Pero lo mas patético de todo es que esta contradicción se ha dado varias veces en el último año y medio. En otra ocasión, cuando también rondaban los rumores acerca del deterioro de la enfermedad de Chávez, Maduro, Cabello y compañía declararon que se trataba de calumnias de la oposición y que su jefe ya estaba completamente curado. Apenas unos minutos después de estas declaraciones el propio Chávez se vio forzado a reconocer que por problemas de salud volvía a Cuba para una nueva operación. En este caso la verdad se volvió mentira en cuestión no de tres días sino de minutos.

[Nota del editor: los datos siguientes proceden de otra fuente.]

Issue #2924, opened 2022-06-21
[Bug] Correct the frontend server start state


ulysses-you:
### Code of Conduct

- [X] I agree to follow this project's [Code of Conduct](https://www.apache.org/foundation/policies/conduct)

### Search before asking

- [X] I have searched in the [issues](https://github.com/apache/incubator-kyuubi/issues?q=is%3Aissue) and found no similar issues.

### Describe the bug

CI has a lot of flaky test, it is because we will mark server is started when we call thread.start, but the server (bianry or http) may not be work at that moment. As a result, the client can not connect a started server.

### Affects Version(s)

master/1.5

### Are you willing to submit PR?

- [X] Yes I am willing to submit a PR!

PR #2925, opened 2022-06-21
[KYUUBI #2924] Correct the frontend server start state

ulysses-you:

CI has a lot of flaky test, it is because we will mark server is started when we call thread.start, but the server (bianry or http) may not be work at that moment. As a result, the client can not connect a started server.

### DIFF
--- a/kyuubi-server/src/main/scala/org/apache/kyuubi/server/KyuubiTHttpFrontendService.scala
+++ b/kyuubi-server/src/main/scala/org/apache/kyuubi/server/KyuubiTHttpFrontendService.scala
@@ -34,7 +34,7 @@ import org.eclipse.jetty.util.security.Constraint
 import org.eclipse.jetty.util.ssl.SslContextFactory
 import org.eclipse.jetty.util.thread.ExecutorThreadPool
 
-import org.apache.kyuubi.{KyuubiException, Utils}
+import org.apache.kyuubi.KyuubiException
 import org.apache.kyuubi.config.KyuubiConf
 import org.apache.kyuubi.config.KyuubiConf._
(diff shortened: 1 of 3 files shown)


yaooqinn:
we can simply sleep 3-5s for tests?

ulysses-you:
>  we can simply sleep 3-5s for tests?

@yaooqinn this pr is also not very complex. I'm afraid the temporary fix will not fix the flaky in future.

kyuubi-server/src/main/scala/org/apache/kyuubi/server/KyuubiTHttpFrontendService.scala
```diff
@@ -215,6 +215,10 @@ final class KyuubiTHttpFrontendService(
         info(s"Starting and exposing JDBC connection at: jdbc:hive2://$connectionUrl/")
       }
       server.foreach(_.start())
+      // wait a moment for server thread starting ..
+      if (Utils.isTesting) {
+        Thread.sleep(3000)
```
ulysses-you, line 220: @yaooqinn  The jetty server state seems also not very accurate in a simple way.. I'm going back to add some sleep for test code path with HTTP mode. I'm not add this for binary mode for now and we can add if we see other flaky test in future.

yaooqinn: you can do it in test..

ulysses-you: changed..

turboFei (approved):

ulysses-you:
thanks, merging to master

PR #2934, opened 2022-06-22
[KYUUBI #2927][1.5] Fix the thread in ScheduleThreadExecutorPool can't be shutdown immediately

### LINKED ISSUE #2927: [Bug] `shutdownTimeoutMonitor` thread can't be shut down immediately when query statement is finished
### Code of Conduct

### Search before asking

### Describe the bug

``` 
protected def addTimeoutMonitor(queryTimeout: Long): Unit = {
    if (queryTimeout > 0) {
      val timeoutExecutor =
        ThreadUtils.newDaemonSingleThreadScheduledExecutor("query-timeout-thread")
      val action: Runnable = () => cleanup(OperationState.TIMEOUT)
      timeoutExecutor.schedule(action, queryTimeout, TimeUnit.SECONDS)
      statementTimeoutCleaner = Some(timeoutExecutor)
    }
  }

protected def shutdownTimeoutMonitor(): Unit = {
    statementTimeoutCleaner.foreach(_.shutdown())
}
```
in `AbstractionOperation` which be used in spark/trino/jdbc/hive engine's `ExecuteStatement`. 
`shutdownTimeoutMonitor` is a `ScheduleThreadExecutorPool`, if the  `queryTimeout`  exceeds the execution time of the statement, even if the `shutDown` is called, it will wait for the delayed task to be executed and then exit. 
In the scenario of high concurrency and short sql execution, this can lead to a temporary leak of resources in the statement thread pool.

Refer to `ScheduleThreadExecutorPool` of **setExecuteExistingDelayedTasksAfterShutdownPolicy** method: 
Sets the policy on whether to execute existing delayed tasks even when this executor has been shutdown. In this case, these tasks will only terminate upon shutdownNow, or after setting the policy to false when already shutdown. **This value is by default true**.

We can set the policy to false or using `shutdownNow` to replace `shutdown` to fix it.

### Affects Version(s)

master

### Kyuubi Server Log Output

_No response_

### Kyuubi Engine Log Output

_No response_

_No response_

_No response_

### Additional context

_No response_

iodone:
Close #2927 for branch-1.5

### DIFF
--- a/externals/kyuubi-flink-sql-engine/src/main/scala/org/apache/kyuubi/engine/flink/operation/ExecuteStatement.scala
+++ b/externals/kyuubi-flink-sql-engine/src/main/scala/org/apache/kyuubi/engine/flink/operation/ExecuteStatement.scala
@@ -179,7 +179,7 @@ class ExecuteStatement(
   private def addTimeoutMonitor(): Unit = {
     if (queryTimeout > 0) {
       val timeoutExecutor =
-        ThreadUtils.newDaemonSingleThreadScheduledExecutor("query-timeout-thread")
+        ThreadUtils.newDaemonSingleThreadScheduledExecutor("query-timeout-thread", false)
       val action: Runnable = () => cleanup(OperationState.TIMEOUT)
       timeoutExecutor.schedule(action, queryTimeout, TimeUnit.SECONDS)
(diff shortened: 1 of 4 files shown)


ulysses-you (approved):

ulysses-you:
thanks, merging to branch-1.5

En el mundo marxista la verdad se convierte en mentira y la mentira en verdad con inusitada rapidez. Las verdades y las mentiras están completamente subordinadas a las cambiantes tácticas y estrategias políticas que demanda cada momento.

Pero resulta que en el mundo real hay verdades y hay mentiras que no dependen de conveniencias políticas. En lo relacionado con el cáncer de Chávez, una de las verdades es que su enfermedad se ha agravado desde que se la descubrieron hace año y medio y que el paciente está actualmente en una fase terminal. La otra verdad es que Chávez, Maduro y el resto de fanfarrones engañaron a los venezolanos y al mundo sobre la evolución de la enfermedad. Esas dos son las únicas verdades de este cuento, las que nunca salieron a la luz en la versión marxista oficial, una versión diseñada especialmente para zombis y periodistas despistados.